Click to play video: 'N.B. distillery names rum after prolific local bootlegger'
N.B. distillery names rum after prolific local bootlegger
WATCH: A New Brunswick distillery is paying tribute to one of Canada’s mots notorious bootleggers. Shelley Steeves reports on Moonshine Creek Distillery’s latest creation: A.J. Violette’s Rhum. shelley.steeves@globalnews.ca – Sep 1, 2023

A New Brunswick distillery is paying tribute to one of Canada’s most notorious bootleggers.

“A.J. Violette was our most successful and prolific rum runner during the prohibition era,’ said Jeremiah Clark who owns Moonshine Creek Distillery in Hartland, N.B.

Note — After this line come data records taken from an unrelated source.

PR #381, opened 2020-07-08
Second attempt at a MATLAB wrapper build fix.

mikesheffler:
1) Some serialization code was missing from `SOn.h` (not sure why this wouldn't have been a problem before building the MATLAB toolbox ...). I grabbed the added code from the `feature/new_wrapper` branch.

2) FrobeniusFactor stuff needed a couple `GTSAM_EXPORT` statements

Passes Windows building (don't have access to my Linux box at the moment)

---
This change is [Reviewable](https://reviewable.io/reviews/borglab/gtsam/381)

### DIFF
--- a/gtsam/geometry/SOn.h
+++ b/gtsam/geometry/SOn.h
@@ -30,6 +30,9 @@
 #include <vector>
 #include <random>
 
+ // For save/load
+#include <boost/serialization/split_member.hpp>
+
 namespace gtsam {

Back in the days of prohibition, alongside infamous American mobsters like Al Capone, New Brunswick’s very own Albenie J. Violette — aka Joe Walnut — of small town Saint Leonard was running cases of illegal rum out of the basement of the Brunswick hotel, said Mathieu Collin who is CFO of the distillery and friends with a defendant of the Violette family.

“That is how the rum was coming from Europe and smuggled through New Brunswick to across the nation and as well into the United States,” said Collin.

Collin said the kingpin of the Madawaska mob smuggled cases and cases of European booze that landed on the shores of Saint Pierre and Miquelon off the coast of P.E.I., making Saint Leonard an international hub in the North American illicit alcohol trade.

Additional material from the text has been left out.